良久後,孫峻忽然笑了,單手托盤,一手拂過眉梢的發絲,眼眸似睜似閉,那一剎,風華迸射,臉上仍掛著親切的笑容,“這是采摘的白梅,泡了一壺‘冷香’,太傅大人不妨飲一杯凈齒罷。”

“不必,”諸葛恪側首看向廊外,一枝夾竹桃斜斜伸出,倚在長廊欄桿上,擡手輕觸花枝,幽幽道:“想當年太子孫和無故丟了性命,全因你永無休止的欲望,害怕失去眼前的一切,如今,你心裏又感到不安了?想置我於死地,對嗎?”

孫峻舉杯自飲,笑得溫雅,“太傅多慮了,過去的已經過去了,難道太傅還在為孫和之死而耿耿於懷?你可能忘了,那是先皇的旨意,我也愛莫能助。”

“你!”諸葛恪聞言變色,看著眼前之人,笑得一臉的溫和,可一雙眼睛卻藏著蛇的陰冷,狐的狡詐!這個人......諸葛恪冷下了臉,緊緊的盯住了眼前的人。

“今日你是再難出得了府,因為這也是皇上的意思,食君之祿,擔君之憂,你可莫要怨我!”孫峻一字一字重重落地,手中托盤猛地摔至地上,立時從四面八方湧出一眾持刀侍衛。

剎那間,從池中沖出一黑衣人,猝然轉首,眼光如出鞘的劍,冷,利而迅刺諸葛恪。

諸葛恪被那目光刺得一頓,剛要開口,卻猛然瞪大眼睛,不敢置信的看著黑衣人,看著他指間環繞著一縷線一般的紅氣,而那一枝濃艷的夾竹桃竟瞬間枯萎!

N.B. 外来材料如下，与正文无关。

PR #428, opened 2026-04-07
fix: [210] Clojure Map Access compliance pass

H31MDALLR:
Auto-generated by the Miniforge compliance scanner.

Applies mechanical fixes for all auto-fixable violations of this rule.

“你......你是......”諸葛恪渾身已麻木,毒氣已不知不覺滲入體內。

“太傅為何這般驚恐?”黑衣人扯下面紗,溫柔的開口,溫柔的淺笑,目光瞟過諸葛恪驚得發白的臉色,眸中冷鋒更利,手腕一揮,指間的那一縷紅線,便游動起來,仿如蛇信一般緩緩向著他游去,而諸葛恪卻是手足冰涼的呆立著,眼睜睜的看著那紅線一寸一寸的接近,無法移動半步。

“你是紫雲莊的人......”話才吐出一半,頸間便是一緊,一口氣換不過來,剎那便失了音。